At the heart of a proper plan to deal with the coronavirus is a first-class mechanism for finding, testing, tracing, isolating and offering support. When a second wave hits, it should not be the case that our tracing infrastructure is completely overwhelmed and people with coronavirus are left in a situation where they are meant to contact their own contacts. It is completely unacceptable and demonstrates that the Government did not put the plans in place. The Government responds by saying there were so many cases that it was inevitable that we would be overrun. It is the same Government that chose to ignore the public health advice of NPHET over two weeks earlier, thus leading to the circumstances I have described, and did not put resources in place in terms of contact tracing.
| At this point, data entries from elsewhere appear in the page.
PR #6, opened 2023-06-13
major - v2.0.0

OrNovo:


OrNovo:
we still need to add a releaser and image publishing workflows. we also need to change coralogix.coralogix to coralogix.com before publishing.

PR #11, opened 2023-06-16
[CHORE] adding helm chart

nicolastakashi:
Adding Coralogix Operator Helm Chart.


charts/coralogix-operator/values.yaml
```diff
@@ -0,0 +1,105 @@
...
+
+# -- Coralogix operator container config
+coralogixOperator:
+  # --  Coralogix operator Image
+  image:
+    repository: coralogixrepo/coralogix-operator
+    tag: ""
+
+  # -- Coralogix Account Region
+  region: EUROPE2
```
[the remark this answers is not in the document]
nicolastakashi: Yup!
You're right, forget to remove after test 😄

charts/coralogix-operator/Chart.yaml
```diff
@@ -0,0 +1,24 @@
...
+name: coralogix-operator
+sources:
+  - https://github.com/coralogix/coralogix-operator
+version: 0.1.0
+appVersion: "0.1.0"
+kubeVersion: ">=1.16.0-0"
+home: https://github.com/coralogix/coralogix-operator
+keywords:
+  - operator
+  - prometheus
```
oded-dd, line 17: Should be Prometheus operator I think

charts/coralogix-operator/templates/secret.yaml
```diff
@@ -0,0 +1,17 @@
...
+  labels:
+    {{- toYaml . | nindent 4 }}
+  {{- end }}
+  {{- with .Values.secret.annotations }}
+  annotations:
+    {{- toYaml . | nindent 4 }}
+  {{- end }}
+type: Opaque
+stringData:
+  CORALOGIX_API_KEY: {{ .Values.secret.data.apiKey }}
```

The problem is that even when the tracing infrastructure is working at its best, it is still completely inadequate. Based on the best examples around the world, there is a need to be able to trace backwards to find out where people got the disease and identify the super-spreader events, which are a big part of the spread of coronavirus. When it is working at its best, the tracing mechanism in Ireland looks back only 48 hours from the point when a person's symptoms arise. Therefore, we need far more investment in finding, tracing, testing, isolation and support mechanisms to ensure we do not have more disasters of the kind we saw this week.
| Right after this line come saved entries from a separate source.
PR #19, opened 2023-06-22
[CHORE] adding helm validation

nicolastakashi:
I'm adding helm install validation for the required fields.


oded-dd (approved):

matej-g:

Many people around the country are hearing the unfortunate news about the events in the nursing home in Galway yesterday and the one in Westmeath today, and they are wondering what nursing home they will hear about in the news tomorrow. They fear a repetition of the horrific stories we heard a number of months ago, involving the majority of nursing home residents and staff contracting coronavirus and not getting adequate support.

Why is it the case that the lessons were not learned? Why were contingency plans not put in place to avoid this? Why has the HSE been recruiting nurses from nursing homes to other areas of the health service? Why is it that most agency workers still do not have access to sick pay, meaning that, understandably, in addition to the obvious reason that people will not go into a nursing home because of the coronavirus, they cannot afford to get sick either? Why do we still have this patchwork of private for-profit nursing homes throughout the country?

I want to make a point on the argument for a zero-Covid strategy and an argument to avoid the recurring lockdowns that the Government offers us. The Government has chosen, and the Taoiseach on Monday night chose, to misrepresent what zero Covid is. He said it is about getting rid of Covid altogether and that it is completely utopian. It is about eliminating community transmission, which is the transmission we cannot trace because we do not know where it came from. There is a very good quote from Professor Susan Michie of University College London:

I could use the analogy of fires. In Ireland ... there is a zero fire policy, which means we want no fires and we take every measure we can to ensure, as much as we can, that there are no fires. However, we know fires will occasionally break out and we have systems in place to jump on those fires quickly so they do not spread into the awful examples we saw in Australia last year arising from large forest fires. That is what elimination and zero-Covid means.

To do this, we need to be able to quarantine and isolate people when they come into this island and we need to massively invest in our track, trace, isolate, support and find mechanism. We also need to invest in our ICU and health capacity generally, in particular, public health. We need to invest in building a national health service. We need to incorporate, and not rent, the private hospitals, take them into public ownership and bring them into a national health service. We also need to provide supports for people. I thought it was striking during the week that the repressive powers are being extended until next year but the ban on evictions is being stopped on 13 December. The Government needs to provide supports for people in terms of the pandemic unemployment payment, small businesses, evictions and a moratorium on mortgage payments to enable people to do what they want to do.